[[ Given data, beginning ]]

PR #872, opened 2017-09-21
Mobile Proxy: Produce the diff if there is a body mismatch

d00rman:
Temporary code to see what differs between the two buckets in the logs.

### DIFF
--- a/sys/mobile_proxy.js
+++ b/sys/mobile_proxy.js
@@ -2,9 +2,10 @@
 
 const P = require('bluebird');
 const HyperSwitch = require('hyperswitch');
-const URI = HyperSwitch.URI;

[[ Given data, end ]]

*Exercise description*:
Your task is to reproduce exactly the lines that begin with the one containing "Temporary code to" and continue to the end of the data, both ends included.

*Written solution*:
Temporary code to see what differs between the two buckets in the logs.

### DIFF
--- a/sys/mobile_proxy.js
+++ b/sys/mobile_proxy.js
@@ -2,9 +2,10 @@
 
 const P = require('bluebird');
 const HyperSwitch = require('hyperswitch');
-const URI = HyperSwitch.URI;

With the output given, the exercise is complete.